*Try it*.
What lines below include the string "opened"? Pick them out and copy them.

*Input data*.
PR #3192, opened 2023-01-24
Make external cecil projects build in isolation

ViktorHofer:
Updates ProjectReferences that point to the two referenced Mono.Cecil projects in order not flow the globally set RepoRoot and VersionsPropsPath properties. That guarantees that these projects are always built deterministically (VS vs dotnet build vs build.cmd).

For more context, see the offline mail conversation between @vitek-karas, @sbomer and me.

### DIFF
--- a/Directory.Build.targets
+++ b/Directory.Build.targets
@@ -7,6 +7,12 @@
     <CallTarget Targets="VSTest" Condition="'$(IsTestProject)' == 'true'" />
   </Target>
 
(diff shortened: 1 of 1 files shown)


ViktorHofer:
Converting to draft as builds are failing. Taking a look.

tlakollo:
I think this is not needed anymore given that dotnet/linker no longer produces the illink package and that runtime uses a different way to obtain cecil. In any case, if this is needed probably needs to be done in runtime instead.

PR #3202, opened 2023-02-17
Mark .overrides from marked methods in a copy assembly

jtschuster:
Port dotnet/runtime#82197 to dotnet/linker


sbomer:
I don't think we need to keep porting changes back from runtime (unless they are servicing fixes), now that we have started shipping packages from dotnet/runtime.

marek-safar:
This needs to target right 7.x branch instead

PR #3217, opened 2023-06-02
[release/7.0] Fix endless loop in illink analyzer

vitek-karas:
This is a port of the 8.0 change: https://github.com/dotnet/runtime/pull/86449

I verified that the repro from https://github.com/dotnet/runtime/issues/86379 is fixed with this change.

This is a 7.0 fix of https://github.com/dotnet/runtime/issues/86379

## Impact

If the right pattern occurs in the analyzed code, the analyzer will hang. This leads to hanging the build as well as causing problems with IDEs relying on a language service with the analyzer.

## Workaround

The only workaround is to disable the trim analyzer on the affected project - which means losing all of the diagnostics it provides.

## Risk

The fix is slightly risky in that it changes how some internal state of the analyzer is maintained (makes more things immutable). The fix has been merged into .NET 8 main for about 2 weeks now and we haven't seen any problems with it.

/cc @agocke

### DIFF
--- a/test/Mono.Linker.Tests/Tests/GetDisplayNameTests.cs
+++ b/test/Mono.Linker.Tests/Tests/GetDisplayNameTests.cs
@@ -191,18 +191,18 @@ namespace Mono.Linker.Tests
 		}
 
 		[DisplayName ("Mono.Linker.Tests.GetDisplayNameTests.MethodWithGenericTypeArgument(IList<GetDisplayNameTests.GenericClassOneParameter<Byte*[]>>)")]
-		public static void MethodWithGenericTypeArgument (IList<GenericClassOneParameter<byte*[]>> p)
+		public unsafe static void MethodWithGenericTypeArgument (IList<GenericClassOneParameter<byte*[]>> p)
 		{
 		}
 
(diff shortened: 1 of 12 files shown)


test/Mono.Linker.Tests/Tests/GetDisplayNameTests.cs
```diff
@@ -191,18 +191,18 @@ public class NestedGenericClassMultipleParameters<U, V>
 		}
 
 		[DisplayName ("Mono.Linker.Tests.GetDisplayNameTests.MethodWithGenericTypeArgument(IList<GetDisplayNameTests.GenericClassOneParameter<Byte*[]>>)")]
-		public static void MethodWithGenericTypeArgument (IList<GenericClassOneParameter<byte*[]>> p)
+		public unsafe static void MethodWithGenericTypeArgument (IList<GenericClassOneParameter<byte*[]>> p)
```
sbomer, line 194: Just curious - what's the reason for this change?

sbomer (approved):

test/Mono.Linker.Tests/Tests/GetDisplayNameTests.cs
vitek-karas: Compiler reported a warning on this - I assume it's me using a new version of the compiler.

PR #3232, opened 2023-10-10
[release/7.0] Port fix to avoid hangs on array value state exponential growth

vitek-karas:
This a port of https://github.com/dotnet/runtime/pull/87634. It fixes an effective hang due to state value exponential growth.

Also ports the related tests.


vitek-karas:
This is a proactive port - we don't have a current ask for this fix on 7. But the origin of https://github.com/dotnet/runtime/issues/87596 suggests that this might be encountered on 7 as well.

sbomer (approved):

vitek-karas:
Replaced by a combined PR https://github.com/dotnet/linker/pull/3234.

PR #3234, opened 2023-10-11
[release/7.0] Port of stability fixes for trimmer and anlyzer

vitek-karas:
> [!NOTE]
> This says release/7.0 but is actually a backport to 6.0 because the 7.0 linker is used for <= 7.0.

## Customer Impact

These are all crashes/hangs. Each of these has been customer reported in .NET 8, although we have only received a customer issue for the first one in .NET 7. The theory here is that these were somewhat hard to track down and led to a bad customer experience (build hangs), and if we would backport one, it's probably worth it to backport all. We can separate each of them if necessary. The analyzer crash (third in the list) will almost certainly occur if someone tries to use a new language version while sticking on an old framework. This hasn't been common yet, but we guess that it will become more so over time.

 
This ports these PR (at least the parts relevant to trimmer and analyzer) from 8.0:
* https://github.com/dotnet/runtime/pull/82818 - disallow nested array values, this prevents crashes and hangs caused by deep recursion
* https://github.com/dotnet/runtime/pull/87634 - limit the size of the value state to track during analysis. If the state would get too big, we give up on the analysis and simply ignore that value (treat it as unknown). This prevents all kinds of hangs caused by typically exponential growth of the value state.
* https://github.com/dotnet/runtime/pull/88836 - avoid throwing exceptions in the analyzer when an unrecognized code pattern is found. This avoids crashes of the analyzer (and causing build breaks) if a pattern of code we've never encountered is used (applies to new patterns introduced in new language versions as well).

See the specific commits for a bit more detail on the ports.

## Testing

The change adds tests for the first two changes. Adding tests for the 3rd is difficult (how to introduce unknown code patterns - if don't know what they are).

## Risk

Pretty low. Only to trim scenarios. All of these changes simply detect pathological cases and turn them into much simpler state which is not going to harm the analysis.

### DIFF
--- a/src/ILLink.RoslynAnalyzer/DataFlow/CapturedReferenceValue.cs
+++ b/src/ILLink.RoslynAnalyzer/DataFlow/CapturedReferenceValue.cs
@@ -2,6 +2,7 @@
 // Licensed under the MIT license. See LICENSE file in the project root for full license information.
 
 using System;
+using System.Diagnostics;
 using ILLink.Shared.DataFlow;
 using Microsoft.CodeAnalysis;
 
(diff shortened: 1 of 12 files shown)


sbomer (approved):
LGTM, thank you!

jeffschwMSFT (approved):
approved. we will take for consideration in 7.0.x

*Response to this task*.
PR #3192, opened 2023-01-24
PR #3202, opened 2023-02-17
PR #3217, opened 2023-06-02
PR #3232, opened 2023-10-10
PR #3234, opened 2023-10-11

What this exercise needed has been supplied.